In Kingfisherish Wandering [1]


© Wix
© Wix

Europe’s ambition to become climate-neutral by 2050 has led to an expansion of its Emissions Trading System (EU ETS) into the maritime sector. But this landmark climate policy—intended to cut greenhouse gas emissions—may have unintended consequences for short-sea shipping (SSS), a key mode of sustainable freight transport [2-4]. A new study by Martínez-Moya, Feo-Valero, and Vega [5] in Transportation Research Part D: Transport and Environment explores how the coexistence of the EU ETS and Spain’s ECO-incentivo subsidy could shape transport choices between sea and road freight across the Spain–Northern Italy corridor.


Short-sea shipping, particularly roll-on/roll-off (Ro-Ro) routes, has been central to the EU’s efforts to reduce road congestion and emissions. However, the inclusion of maritime transport in the ETS raises costs for shipping firms—costs often passed on to customers. Using stated-preference data from 40 transport operators and a multiple discrete–continuous extreme value (MDCEV) model, the authors found that a full ETS rollout could increase shipping costs by up to €190 per shipment, potentially diverting 25% of maritime freight back to road transport. Such a shift risks increasing congestion, air pollution, and road accidents, undermining decades of sustainable transport progress.


Meanwhile, Spain’s ECO-incentivo—designed to encourage the use of maritime routes through financial subsidies—helps mitigate but not eliminate this effect. Although it slightly cushions cost increases for “mixed-strategy” operators who use both sea and road transport, the study reveals a “deadweight effect” [5]: most subsidies benefit companies already committed to short-sea shipping rather than attracting new participants. In essence, the ETS and ECO-incentivo pull in opposite directions, exposing the inefficiencies of uncoordinated policy design.


The study highlights a deeper challenge—how to integrate economic and environmental objectives without conflict. Through the lens of Nature Quotient (NQ), this dilemma reflects a society still learning to act coherently with nature’s systems [6,7]. Policies rooted in isolated economic logic—like carbon trading—must evolve toward relational coherence, recognizing interdependencies between environmental, social, and industrial well-being.

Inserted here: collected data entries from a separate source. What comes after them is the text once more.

PR #237, opened 2023-08-11
Fixes to the XQY Debug Adapter to permit automated testing

BillFarber:
The primary problem was console.debug statements causing problems with the communications protocol between VSCode and the Debug Adapter. I'm assuming they have served a purpose, so I'm simply commenting them out for now.

Added a new XQY Debug test to verify the capability.

Also, refactored some of the JavaScript Debug Adapter to make the differences clear.

Many minor & patch version updates.


rjrudin (approved):
Looks good, just thinking the commented out stuff should either be removed or another comment should be added to explain why all these commented out console.debug statements are being left in.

A high-NQ approach would transform decarbonization into a cooperative endeavor: aligning carbon pricing with incentives that nurture sustainability rather than competition between transport modes. This integration embodies the values of balance, awareness, and responsibility, strengthening both ecological integrity and social peace in Europe’s transition to a low-carbon economy [8].


References

[1] Nguyen MH. (2025). Kingfisherish Wandering. https://www.amazon.com/dp/B0FVLLLXNW/

[2] European Commission. (2021). Fit for 55: delivering the EU's 2030 Climate Target on the way to climate neutrality. European Commission.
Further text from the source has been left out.